From a quantitative point of view "popular fiction" is in one sense not exactly
popular: although, for example, SF as a whole commands a large audience and produces some
best-sellers, the typical SF novel has only a small sale and the SF magazines have only a
miniscule audience. The concept of "easy accessibility" is also subject to question:
many SF stories are accessible to "nearly everyone," not in their specifically
generic aspects, but only in those they share with fiction of all types. That is to say,
popular fiction, and especially SF, does sometimes provoke thought and so may make a story
worthwhile (serious) even though it is marred by melodrama and sentimentality. And, one
may add, some so-called serious fiction provokes no thought and so is mere entertainment
however artistically wrought. As one who is no longer much entertained by mere
entertainment, I prefer the thought-provoking to the merely artistic.
Finally, the opposition popular/serious or sentimental/thought-provoking holds only
when the opposition youngish/mature is also invoked: for children and adolescents popular
fiction does provoke thought and so for them is serious fiction. That some grownups never
become sophisticated enough to appreciate serious fiction is our problem as educators.
Even so, it must be said that Park succeeds in his purpose of providing principles by
which we may understand why the popular arts appeal to us as well as to those we may
regard, with respect to literature, as our intellectual inferiors.--RDM.
Another Oxymoron?
Colin Manlove. Christian
Fantasy: from 1200 to the Present. Notre Dame, IN: University of
Notre Dame Press, 1992. x+356. $32.95.
"Christian fantasy," as defined in Colin Manlove's latest monograph, is
"fiction dealing with the Christian supernatural, often in an imagined world" (5).

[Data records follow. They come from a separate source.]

Issue #15821, opened 2022-10-11
bug(cluster-proxy-setup): Learning Dashboard fails to show when the session has been ended


danimo:
**Describe the bug**
When using the [cluster proxy setup](https://docs.bigbluebutton.org/admin/clusterproxy.html) and ending a session, clicking on the link that will send you to the Learning Dashboard, but fails to present the values

**Expected behavior**
The learning dashboard shows.

**Actual behavior**
The dashboard fails to load, claiming that no valid session exists.

**BBB version:**
BigBlueButton continually evolves. Providing the version/build helps us to pinpoint when an issue was introduced.
Example:
$ sudo bbb-conf --check | grep BigBlueButton
BigBlueButton Server 2.5.6

**Additional context**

Because such works, no matter how diverse they may be otherwise, presuppose Christian
belief, they constitute a genre as apparently oxymoronic as SF itself. What role can
fiction or the fantastic play in dealing with truth (or, in this case, the truth)? None at
all for those who believe the Bible is the complete and sufficient word of God. But for
the authors Manlove considers there is value in making the familiar surprising, in
awakening believers to what has been taken for granted, in gradually unveiling truth
through mystery and wonder.
Manlove's approach is to examine the changing role of the imagination in the
development of Christian fantasy from the French Queste del Graal(1215-30)
through Dante, the Middle English Pearl, Spenser, Marlowe, the Metaphysical
Poets, Milton, Bunyan, and Blake to George MacDonald, Charles Kingsley, Charles Williams,
and C.S. Lewis. As this list makes clear, modern (i.e., post-Romantic) Christian fantasy
differs qualitatively from the earlier tradition and, in Manlove's view, is in decline. No
longer is it written by authors of the first rank, it becomes far more fictive and
inventive as the authority of Biblical supernaturalism declines and thus less fearful of
the dangers of imagination (indeed, Manlove notes that "now it actively invokes
our imagination" [163]), and it is more immanentist in its orientation to the divine,
finding God within the world rather than apart from it.
Christian fantasy is now much less common, to Manlove's regret. He finds only three
clear twentieth century examples: Williams, Lewis, and T. F. Powys. Otherwise, there is
simply fantasy which "may be Christian" (Tolkien), religious fantasy which is not
Christian, and science fiction which "transfers numinous awe from God to the alien or
the remote" (209). His final chapter reviews these developments and includes brief
treatments of SF works by Wyndham, Blish, Clarke, Miller, Farmer, Lessing, and Dick.
As with all Manlove's work, Christian Fantasy is well written and well
informed. For readers of SFS it provides a thoughtful counterpoint to the development of
science fiction.--Robert Galbreath, University of North Carolina at Greensboro.